(Problem description):
Could you copy every line of the data that contains "duplication"?

(Source material):
PR #2314, opened 2025-05-29
Fix class scoping

### LINKED ISSUE #2093: Scoping wrong for class functions
### Describe the bug
It is not possible to name a local variable with the same name as a class method. This is because the scope of the class method is currently inside the scope of the class. This is wrong, in reality none of the methods or variables of the class can be accessed without using `self.` the scope of the class method should therefore be inside the global scope.

### To Reproduce
```python
class A:
        self._x = x

    @property
    def x(self):
        """
        Bla
        """
        return self._x

    def translate(self, y : float):
        x = self.x
        return x + y
```

### Error details
```bash/fortran/c
pyccel:
 |fatal [semantic]: tmp.py [14,8]| Object has already been defined with type '<class 'pyccel.ast.core.FunctionDef'>'. Type 'float' in assignment is incompatible (x=float)
```

### Expected behavior
The scope of the class method should therefore be inside the global scope.

### Language
Semantic error affects all languages.

### Additional context
Used by PyGyro but easy to avoid

EmilyBourne:
Fix class scoping. Methods should have the Module as `parent_scope` (used for name clashes), but the resulting function should be saved into the scope of the class. This can cause problems for retrieving the name of the function itself so the syntactic<->semantic mapping of the name of a function is added to the scope of that function in the `create_new_function_scope` in the semantic stage. Fixes #2093 

**Commit Summary**
- Add assertions to `FunctionDef` and `ClassDef` to ensure the scopes are well-formed
- Exit class scopes before visiting methods so they have the correct parent
- Correct size of homogeneous tuple in wrapper (not clear why this error became apparent in this PR)
- Rename `self._current_function`->`self._current_function_name`
- Use a list to store `Parser._current_function_name` to ensure history can be cleanly retrieved
- When a function is inserted into the scope, use it to update a new variable `self._current_function` (useful to avoid searching for the function in the scope, which is difficult for a class method where the scope is not readily available)
- Move `Parser._annotate_the_called_function_def` from `Parser` to children `SyntacticParser` and `SemanticParser` to allow a more complex implementation for `SemanticParser`
- Use 2 name arguments for `SemanticParser._annotate_the_called_function_def` to ensure correct handling of syntactic and semantic names
- Call correct scope from `collect_tuple_element` if the argument is a `DottedVariable`
- Remove unused code
- Use new `current_function_name` attribute to access `self._current_function_name` to avoid code duplication
- Change the arguments of `SemanticParser._annotate_the_called_function_def` to make the `function_call_args` argument compulsory. This reduces code duplication
- Insert functions into the correct scope
- Add a test (from the issue) with a class with an attribute whose name conflicts with a variable found in the other methods of the class

### DIFF
--- a/pyccel/parser/semantic.py
+++ b/pyccel/parser/semantic.py
@@ -3661,10 +3661,11 @@ class SemanticParser(BasicParser):
                 cls_def = semantic_lhs_var.lhs.cls_base
                 insert_scope = cls_def.scope
                 cls_def.add_new_attribute(semantic_lhs_var)
-                lhs = lhs.name
+                lhs_scope_name = lhs.name.name[-1]
             else:
                 insert_scope = self.scope
-                lhs = lhs.name
+                lhs_scope_name = lhs.name
+            lhs = lhs.name
 
             if semantic_lhs_var.class_type is TypeAlias():
                 pyccel_stage.set_stage('syntactic')
@@ -3685,7 +3686,7 @@ class SemanticParser(BasicParser):
                 return EmptyNode()
 
             try:
-                insert_scope.insert_variable(semantic_lhs_var, lhs)
+                insert_scope.insert_variable(semantic_lhs_var, lhs_scope_name)
             except RuntimeError as e:
                 errors.report(e, symbol=expr, severity='error')
 
--- a/pyccel/parser/semantic.py
+++ b/pyccel/parser/semantic.py
@@ -1365,22 +1365,25 @@ class SemanticParser(BasicParser):
         func: FunctionDef|Interface
             The new annotated function.
         """
+        name = old_func.name
+        cls_base_syntactic = old_func.get_direct_user_nodes(lambda p: isinstance(p, ClassDef))
+        if cls_base_syntactic:
+            cls_name = cls_base_syntactic[0].name
+            cls_base = self.scope.find(cls_name, 'classes')
+            cls_scope = cls_base.scope
+            key = 'classes'
+            search_name = cls_name
+        else:
+            key = 'functions'
+            search_name = old_func.name
         # The function call might be in a completely different scope from the FunctionDef
         # Store the current scope and go to the parent scope of the FunctionDef
-        old_scope            = self._scope
-        old_current_function = self._current_function_name
-        names = []
-        sc = old_func.scope if isinstance(old_func, FunctionDef) else old_func.syntactic_node.scope
-        while sc.parent_scope is not None:
+        old_scope = self._scope
+        old_current_function = self._current_function
+        old_current_function_name = self._current_function_name
+        sc = self.scope
+        while search_name not in getattr(sc, key):
             sc = sc.parent_scope
-            if not sc.name is None:
-                names.append(sc.name)
-        names.reverse()
-        self._current_function_name = names
-
-        while names:
-            sc = sc.sons_scopes[names[0]]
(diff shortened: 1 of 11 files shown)


EmilyBourne:
/bot run linux docs pyccel_lint pylint spelling

pyccel/parser/semantic.py
```diff
@@ -355,6 +355,47 @@ def annotate(self):
...
+        -------
+        Scope
+            The new scope for the function.
+        """
+        child = self.scope.new_child_scope(syntactic_name, **kwargs)
+        child.local_used_symbols[syntactic_name] = semantic_name
+        child.python_names[semantic_name] = syntactic_name
+
+
+        self._scope = child
```
yguclu, line 394: One blank line should be enough here

pyccel/parser/semantic.py
```diff
@@ -665,26 +706,19 @@ class instance persists after a call to a class method, and the arguments of a
         """
         assert not isinstance(exceptions, Variable)
         for i in self._allocs[-1]:
-            if isinstance(i, DottedVariable):
-                if isinstance(i.lhs.class_type, CustomDataType) and self._current_function != '__del__':
-                    continue
```
yguclu, line 670: What happened here?

pyccel/parser/semantic.py
```diff
@@ -1358,47 +1392,65 @@ def _annotate_the_called_function_def(self, old_func, function_call_args=None):
...
+        while new_scope.parent_scope is not None:
+            new_scope = new_scope.parent_scope
+            if not new_scope.name is None:
+                scope_names.append(new_scope.name)
+        scope_names.reverse()
+
+        # Use scope_names to find semantic scopes
+        while scope_names:
+            new_scope = new_scope.sons_scopes[scope_names[0]]
+            scope_names = scope_names[1:]
```
yguclu, line 1429: I have the feeling that this code can be rewritten with no reverse() and no redefining of the list in the loop.

yguclu (changes requested):
Looks really good to me! I just have a couple of questions

pyccel/parser/semantic.py
EmilyBourne: The coverage flagged it as unused and I couldn't find an example that triggers it. I don't know if that is because it was always unused or if my changes had an effect. It is possible that the allocated objects are now correctly associated with the scope of their class so there are no `DottedVariable`s in scopes anymore

pyccel/parser/semantic.py
EmilyBourne: Fixed [c024b87](https://github.com/pyccel/pyccel/pull/2314/commits/c024b8736cd968746fa234c412d99cdf4d42133f)

pyccel/parser/semantic.py
EmilyBourne: Fixed [10683bf](https://github.com/pyccel/pyccel/pull/2314/commits/10683bfdb7ea47803f29a4d2634b3e32618fb29e)

pyccel/parser/semantic.py
EmilyBourne: Maybe we should think about using a tool such as [`black`](https://black.readthedocs.io/en/stable/index.html) to ensure consistent formatting?

yguclu: Yes! Good idea!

(Expected answer):
- Use new `current_function_name` attribute to access `self._current_function_name` to avoid code duplication
- Change the arguments of `SemanticParser._annotate_the_called_function_def` to make the `function_call_args` argument compulsory. This reduces code duplication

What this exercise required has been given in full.